Plato's Cave of AI Agent Evals
[The following is a platonic ideal– a thought experiment. It was borne of many recent conversations and experiences around building AI agents for enterprise customers.]
Imagine two parties: the company that needs an agent and the company that builds it. In this ideal world, they never have a meeting. They never speak. Their entire interaction is mediated through a single, shared Git repository.
This repository contains one thing: a comprehensive set of evaluation data—a benchmark.
The client company defines the task by creating this benchmark. It’s filled with input examples and the corresponding ideal outputs. The agent-building company’s only job is to build an agent that achieves a pre-agreed-upon score on this benchmark.
If the client wants to change the agent’s behavior? They don’t send an email or schedule a call. They add new data points to the benchmark that illustrate the desired change. Or they modify existing ones. The agent’s behavior is shaped only by the data in the eval set.

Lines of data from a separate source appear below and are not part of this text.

PR #1332, opened 2022-04-15
Additional BigQuery Options

stankiewicz:
this includes:

require_partition_filter
partition_expiration_days
which are common options to set in partitoned data models.
At this moment it requires additional step (manual gcloud) to patch the table.

this change is not patching/updating the existing tables, it only affect create table DDL.


stankiewicz:
@canberkkoparal can I have update on this? thanks!

canberkkoparal:
Implementation LGTM
You should add validity checking [here](https://github.com/dataform-co/dataform/blob/99ba7ace2c79561f85046929ba733f7d915856ae/core/session.ts#L736), throwing an error if target is a view or if there is no partitionBy.
Also can you add compilation tests: both [passing](https://github.com/dataform-co/dataform/blob/99ba7ace2c79561f85046929ba733f7d915856ae/tests/core/core.spec.ts#L569) and [failing](https://github.com/dataform-co/dataform/blob/99ba7ace2c79561f85046929ba733f7d915856ae/tests/core/core.spec.ts#L475)
Finally you can add even more testing by writing [integration](https://github.com/dataform-co/dataform/blob/master/tests/integration/bigquery.spec.ts) and [example](https://github.com/dataform-co/dataform/blob/master/tests/api/examples.spec.ts) tests but those are not critical.

protos/core.proto
```diff
@@ -73,6 +73,9 @@ message BigQueryOptions {
   repeated string cluster_by = 2;
   string update_partition_filter = 3;
   map<string, string> labels = 4;
+  int32 partition_expiration_days = 5;
+  bool require_partition_filter = 6;
+
```
canberkkoparal, line 78: nit: delete extra empty line

canberkkoparal (changes requested):

stankiewicz:
I can't merge it (don't have permissions)  - @canberkkoparal @lewish can you merge it?

PR #17, opened 2016-01-22
Make ipcluster start and stop more robust

neurodroid:
We had some issues with ipcluster start and stop on our server. This patch makes the process a bit more robust.


agiovann:
dear Christoph,

thank you so much for your patch!

Andrea

PR #21, opened 2016-02-15
Smallfixes

j-friedrich:
Hi Andrea,
great progress on the python implementation! Finally I could gladly switch away from matlab.

Using your code I stumbled upon and fixed few issues:
- nnls, sometimes called in lars_regression_noise, needs some vector as arg, hence the ravel in line 610 of spatial.py. Also, nnls returns a tuple, of which only the first element is expected. (consider using HALS instead of scipy's nnls, which is faster in my experience, if speed is an issue)
- In nb_view_patches the numbering of shapes and activities didn't match. Fixed in lines 864, 870 in utilities.py
- I added an argument to plot_contours (line 469, 525 in utilities.py) to set the color, cause the default blue can sometimes hardly be seen. 

My editor did some PEP8 auto-formatting and inserted/deleted some spaces, hence apparently a lot of lines changed, though I have pointed out the ones going beyond proper formatting above.
Cheers
-- j

### DIFF
--- a/ca_source_extraction/spatial.py
+++ b/ca_source_extraction/spatial.py
@@ -6,7 +6,7 @@ Created on Wed Aug 05 20:38:27 2015
 """
 import numpy as np
 #from scipy.sparse import coo_matrix as coom
-from scipy.sparse import coo_matrix ,csc_matrix      
+from scipy.sparse import coo_matrix, csc_matrix
 from scipy.sparse import spdiags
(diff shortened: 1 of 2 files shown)


agiovann:
Thanks a lot for the contribution Friedrich! We implemented our own hals but it is not as fast as NMF. Would you suggest a particularly efficient  HALS implementation?

Thank you

PR #23, opened 2016-02-29
Faster hals

j-friedrich:
Hi Andrea,
this is a (~5x) faster version of HALS that alternates between updating shapes of all neurons and activities of all neurons, instead of looping over neurons in the outer loop. It avoids computation of the residual, thus being more memory efficient.

There has also been a bug in update_temporal_components, which returned the same g for groups of neurons.

Best,
Johannes


epnev:
Thanks Johannes!

PR #28, opened 2016-06-24
Allow ipcluster call from Windows

neurodroid:
This is required so that ipcluster can be called from Windows machines. Requires 4 backslashes as path separators when called from Windows, e.g. `ipcluster="C:\\\\Anaconda2\\\\Scripts\\\\ipcluster.exe"`

### DIFF
--- a/ca_source_extraction/utilities.py
+++ b/ca_source_extraction/utilities.py
@@ -12,6 +12,7 @@ from matplotlib import pyplot as plt
 from pylab import pause
 import sys
 import os
+import shlex
 try:
     import bokeh
     import bokeh.plotting as bpl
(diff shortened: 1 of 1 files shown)


agiovann:
Hi Christoph, thank you for the contribution. Since we were in the middle of a big merge and the changes did not work out of the box  I introduced your changes manually. Also, since your changes were not applying directly on linux. I patched it with a very unorthodox if condition. Would you care to check that it works for you? The problem for linux is that it would not accept the command as 
['ipcluster', 'start', '-n', '8']
but for some reason only as 
['ipcluster start -n 8']
God knows why, and since I cannot test on windows I am not sure this would be the case there too. Let me know

PR #34, opened 2016-09-27
Fixing some installation issues.

valentina-s:
Hey @agiovann, 

this PR fixes some installation problems:
* it moves the installation from files after the git clone (otherwise they are not available)
* it forces installation of pyqt4 (seems the new version of conda installs qt5 automatically)
* it fixes some error with n_processes due to change in the parameters in options

Still the build won't pass because there is an error with the tests. But I am getting this error locally too, so it is not travis. It is something about IPPP profiles. Could you try to see if you have the same error locally with nosetests?

### DIFF
--- a/.travis.yml
+++ b/.travis.yml
@@ -21,3 +21,4 @@ branches:
     - anaconda
     - docker
     - master
+    - agiovann-master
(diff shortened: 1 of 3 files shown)


agiovann:
Hello @valentina-s ,

yes, I think there is an error in the flag of the backend. if backend='local' it should not look into that. What is the file that it is running? Is it checkup/py? I am trying to understand how travis is choosing which files to run. Let me know!

valentina-s:
@agiovann The way nosetests decides which files to run it searches through your module directory and finds the ones which start like test_ ... (it also catches tests from the unittest module, and other situations - more details here http://nose.readthedocs.io/en/latest/finding_tests.html)

PR #48, opened 2016-12-30
OASIS improvements

j-friedrich:
Implements some improvements for OASIS:
 - Grow set of pools dynamically to speed up processing of long time series
 - adaptive window size for nnls to match Ca decay time
 - re-estimation of rise time for AR(2) if AR-parameters are optimized

Adds unit-tests for deconvolution methods.

Adds 'unit-tests' for (almost) entire pipeline on small simulated toydata for 2D as well as 3D. (not testing mmaping and cluster mode)

### DIFF
--- a/caiman/source_extraction/cnmf/deconvolution.py
+++ b/caiman/source_extraction/cnmf/deconvolution.py
@@ -6,9 +6,6 @@ Created on Tue Sep  1 16:11:25 2015
 from __future__ import division
 from __future__ import print_function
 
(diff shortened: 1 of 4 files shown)


j-friedrich:
Had to fight a long battle with travis/docker, but now the unittests run finally through again. It was necessary to update test_demo.py, and I replaced the entire pipeline by merely a call of the fit method.

agiovann:
Need to apply same logic to all the demos

PR #50, opened 2017-01-06
fix HALS for initialization

j-friedrich:
fixes some bug in HALS and adjusts its variable names to better align with the usual convention used in the codebase.

Also changed README.md to show the travis banner from simons not agiovann to account for the move of the repo.


agiovann:
thank you johannes. Is speed different? Was there any optimization there?

j-friedrich:
Speed is the same, but the `S[mcell, ind_pixels][S[mcell, ind_pixels] < 0] = 0` in the former code erroneously kept negative entries S. The new code also properly deals with more than 1 background component.

PR #53, opened 2017-01-27
Save temp mmemap with four string digits

Danieldemalmazet:
I've noted a small bug in the function save_memmap_each (line 109 of file mmaping.py). I would suggest instead of: base_name+str(idx), to write instead: base_name+'{:04d}'.format(idx) . The reason is that after this function is called in the main code, you do: name_new.sort(). The problem is if you have the data contained in more than 10 tiff files, then you'll have a mismatch because the order will be the following: _1,_10,_11,.._19,_2,_20,_21,...,_3.. and so on.


agiovann:
Thank you Daniel. Let me also know if you solved the memory issue please!

PR #59, opened 2017-03-03
Deleting empty background components correctly

ecobost:
Hi Andrea,

I changed the empty component deletion part in update_spatial_component() (spatial.py) to be able to delete empty background components (it couldn't do it before), but had to change the signature of the function to also return f (before only A,C and b) because I need to know how f was changed or which component was deleted. I also changed any call to this function to receive this f and assign it to whatever f is going to be used next in the code.
Also, cnmf.fit now returns an object that has property S (inferred spike traces) and g (inferred AR parameters),
You can merge this up if you like the changes or fix it in some other way


agiovann:
Hello @ecobost, thank you for the wonderful work! Apparently you were using an old version of the code or something happened along the way. I have difficulty in merging since he pull-requests  creates conflicts with my master branch. For example lines 185-190 of cnmf.py. There I had a portion in which it was possible to initialize with a boolean mask and that part got erased for some reason. It would be really nice if we could incorporate your code without affecting the current version.  Let me know how we could  proceed to merge safely.

PR #61, opened 2017-03-05
Assert that shape argument to np.ones is an int

neurodroid:
Newer versions of numpy are getting increasingly pedantic about the types of indices, to the point where they will throw a TypeError when a float is used as an index.


agiovann:
thank you @neurodroid for the contribution

PR #63, opened 2017-03-14
Some bug fixes (deleting empty background components, dealing with non-spiking temporal components, complex casted to float warning)

ecobost:
I changed three things:
1. update_spatial_components is now able to delete empty background components (changes in spatial.py). For that it need to return both b and f  (before it only returned b) so I had to change the signature and also changed every call in the repo to receive f ( changes in some places, including the demos, just receives the f now).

The builder’s job is simple: make the agent pass the test. The client’s job is also simple: create a test that accurately reflects their needs.
If this sounds familiar, it should. It’s essentially Test-Driven Development (TDD) for AI. In software engineering, TDD dictates that before you write a single line of feature code, you first write a test that defines what success looks like. The test fails, naturally. Then, you write just enough code to make it pass. Plato’s Cave of Evals applies the same philosophy. The benchmark is the failing test. The agent is the code you write to make the test pass.
Of course, this is a hypothetical ideal. In the real world, the nuance of a business problem can’t always be perfectly captured in a static dataset. But Plato’s Cave of Evals captures the spirit of what we should be aiming for. It forces clarity. It makes the abstract concrete. It shifts the entire development process from subjective feedback loops based on vibes to objective, data-driven iteration.